Guy Loses All of His Friends After Picking Most Offensive Fantasy Football Team Name Ever

A suburban Philadelphia man has lost all of his friends and could be in danger of losing his job after choosing what his now ex-friends call “the most offensive fantasy football team name of all-time.”

“There is a lot of pressure to pick a funny team name every year,” said Jeff, a member of the offending man’s league who asked that his last name not be disclosed so he’s not associated in any way with his former friend. “And sometimes they get pretty close to the line of bad taste and even go well past it. And that’s fine. We’re all adults. But this … this was just … my god. I can’t even describe it.”

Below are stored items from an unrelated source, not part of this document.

PR #1784, opened 2023-05-19
CBL-4227: Analysis Warnings (7/13) LiteCore/RevTrees

callumbirks:
No notable changes in this one.
Also a small addition to gitignore for CLion config files (I didn't feel like this justified a ticket).

### DIFF
--- a/LiteCore/RevTrees/RawRevTree.cc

None of the men in the league would utter the team name their former friend selected, but describe it as something offensive to women, victims of violent crime, the disabled, people of color, animals, both political parties, Belgians, Episcopalians, humanity in general and, oddly, lychens — all in four words.

“I started to cry as soon as I heard it,” said one league member.

“I just yelled ‘Why? Why? Why? Why did you make me hear that? I am forever ruined,'” said another.

Another league member supposedly ran out of the room screaming and hasn’t been seen since.

“Hey, I’m all for off-color jokes. God knows I’ve told my own,” said the league commissioner. “But … I just … I have a daughter, you know? The implications made in his fantasy team name … the picture created in your mind about a lychen being used to … I … how could I ever let someone like that near my daughter? Or my wife? Or near anyone in my town,” he added, weeping. “It was so, so … horrible. You don’t understand.”

Another league member admitted he can no longer be friends with the man because he is jealous he didn’t think of the name.

“It was brilliant and I hate him for it,” he said. “I hope he gets kicked out of the league. Then my team name, Rapey McRapeytits will really stand out. Get it? It’s a zinger about rape. And tits. Heh. Yeah.”